Establishing two systems to study MAIT cell responses during bacterial infection

Abstract

Mucosal-associated invariant T (MAIT) cells are a population of innate-like T cells, which are abundant in humans and also present in many mammals, including mice [1]. MAIT cells express semi-invariant T cell receptors (TCR) are activated by recognizing microbial vitamin B2 (riboflavin) metabolites presented on non-classical major histocompatibility complex (MHC) class I related protein 1 (MR1) [1-6]. Upon activation, MAIT cells can either directly kill infected cells or secrete IFN, IL-17, TNF and other functional molecules that enhance the anti-microbial activity of other immune cells [7, 8]. These characteristics suggest an important role played by MAIT cells in anti-bacterial immunity in mammals.

Bacterial infections are major problems in clinical settings. While MAIT cells have shown antibacterial properties, clinically relevant in vivo animal models have not been extensively developed for further exploration of the mechanisms of MAIT cell protection. Using three clinically common bacteria; Klebsiella pneumoniae, Staphylococcus aureus, and Escherichia coli, this study established bacterial peritonitis models in mice for MAIT cell research. The three bacteria were all able to produce antigens that stimulate MAIT cells in vitro. For mouse infection models, the optimal dose of K. pneumoniae for inducing productive but nonlethal infection was not established in this study. S. aureus and E. coli peritonitis incurred mild and robust MAIT cell responses in vivo, respectively. Further experiments with E. coli peritonitis showed that MAIT cells accumulated in the intraperitoneal cavity, the spleen and liver, which contributed to bacteria control. The finding suggests possible MAIT cell-based treatments in clinical conditions.

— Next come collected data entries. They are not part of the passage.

PR #27884, opened 2026-04-01
feat(core): Support projectId when creating workflow via public API

sandra0503:
## Summary

The public API `POST /workflows` endpoint now accepts an optional `projectId` in the payload, allowing callers to create workflows directly in a specific project instead of always defaulting to the user's personal project.

**Changes:**
- Added optional `projectId` to request body of `POST /workflows`
- Delegates to WorkflowCreationService
- Fix order in WorkflowCreationService: project authorization now runs before credential validation so callers receive the correct HTTP status when the target project is missing or inaccessible
- Returns 404 if the project doesn't exist, 403 if the user lacks access
- Falls back to the user's personal project when `projectId` is omitted

https://www.loom.com/share/0a0a796d89b446f6a0e4577531e6b7b6

**How to test:**
```bash
# Create workflow in a specific project
curl -X POST 'http://localhost:5678/api/v1/workflows?projectId=<PROJECT_ID>' \
  -H 'X-N8N-API-KEY: <API_KEY>' \
  -H 'Content-Type: application/json' \
  -d '{"name": "test", "nodes": [...], "connections": {}, "settings": {"executionOrder": "v1"}}'

# Without projectId — still creates in personal project
curl -X POST 'http://localhost:5678/api/v1/workflows' ...
```

https://linear.app/n8n/issue/LIGO-430

## Review / Merge checklist

- [x] Tests included.


packages/cli/src/public-api/v1/handlers/workflows/workflows.handler.ts
```diff
@@ -28,26 +29,37 @@ import {
...
+			const project = projectId
+				? await projectService.getProjectWithScope(req.user, projectId, ['workflow:create'])
+				: await projectRepository.getPersonalProjectForUserOrFail(req.user.id);
+
+			if (!project) {
+				if (projectId && !(await projectRepository.exists({ where: { id: projectId } }))) {
+					throw new NotFoundError('Project not found');
+				}
+				throw new ForbiddenError('Forbidden');
+			}
```
geemanjs: I feel like this logic should sit in the service really - Whilst we're not here to do a full tidy up - For me a big anti-pattern is when a "controller" is doing a "repository" call.

geemanjs: I also wonder if the `projectId` should be in the body rather than in a query parameter 🤔 . But thats probably more up for debate!

sandra0503: Yes, `projectId` in body is actually how we do it when creating other resources too. Will change

sandra0503: I am currently working on reusing the service from internal API instead of the service in here

packages/cli/src/public-api/v1/handlers/workflows/spec/schemas/workflow.yml
```diff
@@ -13,6 +13,10 @@ properties:
   name:
     type: string
     example: Workflow 1
+  projectId:
```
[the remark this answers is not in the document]
sandra0503: we decided to move it to request body

packages/cli/src/public-api/v1/handlers/workflows/workflows.handler.ts
```diff
@@ -28,43 +24,11 @@ import {
...
 import { encodeNextCursor } from '../../shared/services/pagination.service';
-
 export = {
 	createWorkflow: [
 		apiKeyHasScope('workflow:create'),
 		async (req: WorkflowRequest.Create, res: express.Response): Promise<express.Response> => {
-			const workflow = req.body;
-
-			workflow.active = false;
-			workflow.versionId = uuid();
```
geemanjs, line 39: I wonder if we should add these back in when doing:
`const workflow = Object.assign(new WorkflowEntity(), rest);`

sandra0503: These fields are created the same way in the WorkflowCreationService, see my comment further down

packages/cli/src/workflows/workflow-creation.service.ts
sandra0503, line 77: See here

geemanjs (approved):

PR #27889, opened 2026-04-01
feat(instance-ai): Add planner sub-agent with progressive plan rendering (no-changelog)

OlegIvaniv:
## Summary

Adds a planner sub-agent that designs solution architectures for multi-step requests. Instead of the orchestrator building the task graph directly, it spawns an inline planner that discovers available resources (credentials, data tables, best practices), designs the blueprint, and shows it to the user for approval before any work begins.

The previous flow had two problems. First, the user stared at a loading planner for ~60s with zero visibility into what was being planned, everything appeared at once when `submit-blueprint` was called at the very end. Second, after the planner finished there was a ~33s orchestrator round-trip before the plan review UI appeared.

This PR fixes both. The planner now calls `add-plan-item` once per task as it designs each one, so the PlanReviewPanel populates progressively during planning. Plan approval happens inside the planner's own stream via Mastra HITL `suspend()`, eliminating the orchestrator round-trip entirely. When the user requests changes, feedback goes back to the same planner agent, it makes surgical edits with `remove-plan-item` / `add-plan-item` and re-submits, no restart needed.

The flow looks like:

```
orchestrator calls plan-with-agent
  planner discovers (best-practices, credentials, tables)
  planner calls add-plan-item(data-table-1)   -> PlanReviewPanel: [task 1]
  planner calls add-plan-item(workflow-1)      -> PlanReviewPanel: [task 1, task 2]
  planner calls add-plan-item(workflow-2)      -> PlanReviewPanel: [task 1, task 2, task 3]
  planner calls submit-plan                    -> suspend() -> approve/reject buttons appear
  user approves                                -> resume -> tasks dispatched
```

### New files

- `blueprint-accumulator.ts`: incremental task accumulation with upsert, dep reconciliation, removal, approval tracking
- `add-plan-item.tool.ts`: planner tool for progressive task emission + removal for revision
- `submit-plan.tool.ts`: Mastra HITL tool that suspends for user approval and returns the decision for the revision loop
- `plan-with-agent.tool.ts`: orchestration tool that spawns the planner sub-agent with discovery + planning + approval tools
- `plan-agent-prompt.ts`: planner system prompt (infer-don't-ask, incremental emission, revision handling)
- `blueprint.schema.ts`: zod schemas for blueprint items (workflow, data-table, research, delegate)

Beyond the new files, changes touch three areas: the `planItems` transport pipeline (api-types schemas, reducer, map-chunk validation, SSE events) so full task details flow from the planner's suspend payload to the frontend; the HITL plumbing (`consume-with-hitl` passes `maxSteps` to `resumeStream`, without this Mastra defaults to ~5 steps on resume and the planner stops early); and the frontend rendering (`AgentTimeline` does three-state planner display: loading/interactive/read-only, `PlanReviewPanel` gets a `loading` prop for the progressive preview).

## Review / Merge checklist

- [ ] Tests included. 


aalises (commented):
`findPlannerConfirmation()` is called quite some times in the Vue file (v-if, :key, :planned-tasks, :loading, :read-only, event handlers). Worth extracting to a single `computed` ref so it's not recomputing everything

packages/cli/src/modules/instance-ai/message-parser.ts
```diff
@@ -268,6 +268,19 @@ export function parseStoredMessages(
 		// in the assistant message's content
 	}
 
+	// Deduplicate user messages by content.
+	// The user message may be pre-saved for HITL refresh recovery and then
+	// saved again by Mastra's incremental save queue — remove the duplicate.
+	for (let i = messages.length - 1; i > 0; i--) {
+		if (
```
aalises: This only catches adjacent duplicates with identical content. If Mastra inserts an AI message between the pre-saved and stream-saved user messages, the duplicate would be there. 

Since the pre-save already uses a deterministic ID (`user-${messageId}`), deduplicating by ID would be more reliable maybe.

aalises (approved):

PR #27890, opened 2026-04-01
feat(core): Add lint rule to flag string literals in node inputs/outputs

garritfra:
## Summary

Adds a new ESLint rule `node-connection-type-literal` to `@n8n/eslint-plugin-community-nodes` that flags string literals (e.g. `'main'`) in node description `inputs` and `outputs` properties and requires using the `NodeConnectionTypes` enum from `n8n-workflow` instead. The rule provides an auto-fix for all known connection type values. It is enabled as `error` in both `recommended` configs.

The reverse mapping from string value to enum key is derived directly from `NodeConnectionTypes` at runtime, so it stays in sync automatically as new connection types are added.

https://linear.app/n8n/issue/NODE-4776/add-lint-rule-flag-string-literals-in-inputsoutputs-instead-of

## Review / Merge checklist

- [x] Tests included.


packages/@n8n/eslint-plugin-community-nodes/src/rules/node-connection-type-literal.ts
```diff
@@ -0,0 +1,98 @@
...
+	findClassProperty,
+	findObjectProperty,
+	createRule,
+} from '../utils/index.js';
+
+// n8n-workflow's ESM dist uses bare module specifiers that Node's native ESM
+// loader cannot resolve. Loading via CJS (createRequire) sidesteps this.
+const { NodeConnectionTypes } = createRequire(import.meta.url)('n8n-workflow') as {
+	NodeConnectionTypes: Record<string, string>;
+};
```
garritfra, line 16: This one feels very weird to me, but Claude repeatedly assured me that this is the best way to access this CJS dependency 👀

garritfra: I'll research if we can drop the `"type": "module"` from the plugin package.

garritfra: The blast radius is significant. The key findings:

- All internal consumers (`nodes-base`, `nodes-langchain`, `node-cli`, `scan-community-package`) use ESM imports — named imports from `.mjs` files or TypeScript
- ESLint 9 flat config is ESM-first by design; CJS is non-standard there
- External community node developers get the ESM-based config via the `node-cli` scaffold template
- `import.meta.url` is already in our rule (`createRequire(import.meta.url)`) — that would need to change if we went CJS

So **switching the plugin to CJS is not viable** without a cascade of changes across multiple packages and external users.

That leaves the options as:
1. **Keep `createRequire`** (current state) — isolated, correct, no blast radius
2. **Fix `n8n-workflow`'s ESM build** with a post-build extension script — ~25 lines, fixes the root cause, no blast radius on the plugin side

Given all of this, the `createRequire` approach is clearly the right call for this PR. If someone wants to fix the ESM build of `n8n-workflow` properly, that's a separate self-contained change.

elsmr (approved):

While in vitro studies have shown that MAIT cells can be stimulated by various types of cells upon infection, there have been few investigations into how MAIT cells are activated in vivo. In the second project presented in this thesis, the contributions of antigen presenting cells (APCs) in initiating activation in MAIT cells was studied with Francisella tularensis infection. We found that APCs were burdened with bacteria in the early phase of infection. With an ex vivo cellular co-culture assay was specifically optimized for assessing MAIT cell activation induced by the F. tularensis burdened APCs, we found that alveolar macrophages contributed to the best activation of MAIT cells in an MR1 dependent manner. Other cell subsets: monocytes, neutrophils and dendritic cells were also capable of inducing a mild activation.

In summary, the present study helped optimize two novel systems for MAIT cell research. With the ex vivo cellular co-culture system, this thesis contributes to understanding how APCs activate MAIT cells in vivo upon bacterial infection. With the in vivo peritonitis models, this study introduces clinically relevant bacteria to the current MAIT cell research in mice, and ultimately to inform and complement clinical research. It is hoped that the insights gained from this study could be of assistance to current research methods and to achieve a better understanding of MAIT cell responses during bacterial infection.